The Tree
The core idea
When a bucket hash differs, you don't compare all the rows inside it — you split it into sub-buckets and hash those. Keep splitting recursively until the differing section is small enough to sync directly. This tree of hashes is the Merkle Tree. You find the exact differing rows by exchanging a handful of hashes at each level.
Recursive splitting#
You know Bucket 3 is different. But it still has 250 million rows — too many to compare directly. So you split Bucket 3 into 4 sub-buckets and hash each one:
Bucket 3 splits into:
Bucket 3.1: rows 500M – 562M → hash e721
Bucket 3.2: rows 562M – 625M → hash 9a43
Bucket 3.3: rows 625M – 687M → hash c819
Bucket 3.4: rows 687M – 750M → hash 4f02
Compare again:
Replica1 Replica2
Bucket 3.1: e721 == e721 ✓ same
Bucket 3.2: 9a43 ≠ 1b77 ✗ different
Bucket 3.3: c819 == c819 ✓ same
Bucket 3.4: 4f02 == 4f02 ✓ same
Narrowed from 250 million rows down to 62 million — by exchanging 4 more hashes.

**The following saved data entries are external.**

PR #1108, opened 2021-06-12
Update performance regression test results using OS 3.2.0

lymereJ:
Update performance regression test results using OS 3.2.0. CI uses 3.2.1-rc1.


mdahlhausen:
we'll re-update the regression tests with a new branch

mdahlhausen:
I'll leave this branch up until we've merged a new set of regression tests

PR #1112, opened 2021-06-21
ASHRAE 62.1 Simplified Procedure

lymereJ:
The proposed changes update the method to calculate the minimum damper position and system design outdoor air based on the ASHRAE 62.1 Simplified Procedure (as opposed to the method in Appendix A) as required by ASHRAE 90.1-2019. Additional information regarding the implementation are provided in Section B2.7 in the [Energy Savings Analysis: ANSI/ASHRAE/IES Standard 90.1-2019 report](https://www.energycodes.gov/sites/default/files/documents/20210407_Standard_90.1-2019_Determination_TSD.pdf).

The proposed changes also improve the existing method by letting EnergyPlus size the system outdoor air intake based on a minimum zone ventilation of 0.6 (not possible before OS 3.0, follow up on the issue identified in #776), and remove redundant code.

Note: It was noticed that the maximum air terminal air flow calculated from the sizing run could be different from the annual simulation run. The reason for that is that sizing runs are currently done without daylighting control, as they should, but autosizing calculation for the annual run are done with daylighting control because OS currently doesn't allow setting an availability schedule to daylighting control, see [here](https://github.com/NREL/OpenStudio/issues/4364).

Note 2: This PR is affected by https://github.com/NREL/OpenStudio/issues/4436.


lib/openstudio-standards/standards/ashrae_90_1/ashrae_90_1_2010/ashrae_90_1_2010.AirLoopHVAC.rb
```diff
@@ -1,27 +1,6 @@
...
-    # exclusion: for Outpatient: (1) both AHU1 and AHU2 in 'DOE Ref Pre-1980' and 'DOE Ref 1980-2004'
-    # (2) AHU1 in 2004-2019
-    # TODO refactor: move building-type-specific code to Prototype classes
-    if air_loop_hvac_multizone_vav_system?(air_loop_hvac) && !(air_loop_hvac.name.to_s.include? 'Outpatient F1')
-      air_loop_hvac_adjust_minimum_vav_damper_positions(air_loop_hvac)
-    end
-
-    return true
-  end
-
```
lymereJ, line 24: Remove redundant code.

lib/openstudio-standards/standards/ashrae_90_1/ashrae_90_1_2019/ashrae_90_1_2019.AirLoopHVAC.rb
```diff
@@ -453,4 +432,173 @@ def air_loop_hvac_energy_recovery_ventilator_flow_limit(air_loop_hvac, climate_z
...
+    max_oa_ems_prog_manager.addProgram(max_oa_ems_prog)
+
+    # Hard-size the sizing:system
+    # object with the calculated min OA flow rate
+    sizing_system = air_loop_hvac.sizingSystem
+    sizing_system.setDesignOutdoorAirFlowRate(v_ot)
+    sizing_system.setSystemOutdoorAirMethod('ZoneSum')
+
+    return true
+  end
```
lymereJ, line 603: New method that sets the MDP based on `v_oz` and `v_ot` based on a simplified `e_v` calculation.

lib/openstudio-standards/prototypes/common/objects/Prototype.SizingSystem.rb
```diff
@@ -39,15 +39,23 @@ def adjust_sizing_system(air_loop_hvac,
...
-    # sizing_system.setSystemOutdoorAirMethod("VentilationRateProcedure")
+    sizing_system.setSystemOutdoorAirMethod('VentilationRateProcedure')
     # Set the minimum zone ventilation efficiency to be 0.6
     air_loop_hvac.thermalZones.sort.each do |zone|
       sizing_zone = zone.sizingZone
-      # It is not yet possible to adjust the minimum zone ventilation efficiency
-      # @todo, update this section when OS allows to adjust minimum zone ventilation efficiency
-      # In EnergyPlus this is done through the DesignSpecification:ZoneAirDistribution object
-      # which is then assigned to a Sizing:Zone object
+      sizing_zone.setDesignMinimumZoneVentilationEfficiency(0.6)
```
lymereJ, line 58: Sets the minimum `e_vz` which wasn't possible prior to OS 3.0.

mdahlhausen (changes requested):
- Add log/warning message for method that isn't supported for OS versions < 3.0 (add version check in code).
- check alignment between system outdoor air method in sizing system and controller mechanical ventilation

lymereJ:
> * Add log/warning message for method that isn't supported for OS versions < 3.0 (add version check in code).
> * check alignment between system outdoor air method in sizing system and controller mechanical ventilation

I added a warning for the unsupported method.

As I expected, the fact that the controller mechanical ventilation is created by default and cannot be unassigned from the controller outdoor air (unless I'm mistaken) can potentially be an issue because if the OA flow rate specified at the sizing system level is lower than what is recalculated by the controller mechanical ventilation using the "zone sum" approach, the later is used during the simulation. Since this is can be an issue now, and will be if this PR is merged, I would be inclined to merge it as is, file an issue on the OpenStudio Github page, and reference this PR. What do you think?

mdahlhausen (approved):

PR #1122, opened 2021-07-02
Adding Iqaluit weather files. 

IainMacdonald:
Added weather files for Iqaluit to the data/weather folder. Also updated the btap/WeatheData files - not sure if these are required or not.

Assumed that deltadb oin the json file is the difference between Table C1 altitude and E+ weather file altitude (with +ive being table C1 higher).

I've assigned Chris to review - hope this is OK.


IainMacdonald:
@ckirney you should be good to go with the merge now. I added the expected results for the weather test on the new file.

Issue #1013, opened 2021-02-03
Add rubocop check to tests


mdahlhausen:
Add rubocop to the tests for pull requests / commits as requested by @lymereJ

mdahlhausen:
This one is tricky - there are some warning messages that show up simply because the methods are long.  I think this is something we should check with code commits, but I don't think we should require it as part of the tests.

PR #1123, opened 2021-07-02
Comprehensive documentation of standards methods

mdahlhausen:
While this seems like a large pull request because it touches almost all of the code, it only adds documentation to existing methods and therefore doesn't change regressions.  This resolves many issues of undocumented methods and rubocop errors from running the rubocop and doc rake tasks respectively. I may go in later and add some more detailed examples to key, outward facing standards methods.

@ckirney @phylroy @lymereJ @asparke2 tagging you so you are aware of the documentation changes.

I left the NRCAN/NECB sections of code unchanged (with one exception in removing one unncessary method argument in one method).
I recommend that the NRCAN team run the doc and rubocop rake tasks and resolve the rubocop errors and document undocumented methods.  There are also a lot of NECB specific orphaned methods in lib/openstudio-standards/utilities that can be deleted.


lymereJ (approved):
That's great! Thanks for doing that.  It would be great if there was a way to flag improper/insufficient formatting for PRs so we don't to do that again. I guess this is linked to #1013.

Keep splitting the differing bucket at each level until the bucket is small enough to sync directly.
The full tree structure#
graph TD
R[Root Hash]
B1[Bucket 1 ✓]
B2[Bucket 2 ✓]
B3[Bucket 3 ✗]
B4[Bucket 4 ✓]
B31[3.1 ✓]
B32[3.2 ✗]
B33[3.3 ✓]
B34[3.4 ✓]
B321[3.2.1 ✓]
B322[3.2.2 ✗]
B323[3.2.3 ✓]
B324[3.2.4 ✓]
R --> B1
R --> B2
R --> B3
R --> B4
B3 --> B31
B3 --> B32
B3 --> B33
B3 --> B34
B32 --> B321
B32 --> B322
B32 --> B323
B32 --> B324 Each node is a hash of its children. The root hash is a hash of all four top-level bucket hashes. If the root hash matches between two replicas — the entire dataset is identical. If it differs — you drill down level by level to find exactly where.
How efficient is this?#
Starting from 1 billion rows, splitting into 4 buckets at each level:
Level 1: 1,000,000,000 rows → 4 hash comparisons
Level 2: 250,000,000 rows → 4 hash comparisons
Level 3: 62,500,000 rows → 4 hash comparisons
Level 4: 15,625,000 rows → 4 hash comparisons
Level 5: 3,906,250 rows → 4 hash comparisons
Level 6: 976,562 rows → 4 hash comparisons
Level 7: 244,140 rows → 4 hash comparisons
Level 8: 61,035 rows → 4 hash comparisons
Level 9: 15,258 rows → 4 hash comparisons
Level 10: 3,814 rows → sync directly ✓
40 hash comparisons to locate the differing rows out of 1 billion. You only transfer actual row data for the final small bucket — everything else is tiny hash exchanges.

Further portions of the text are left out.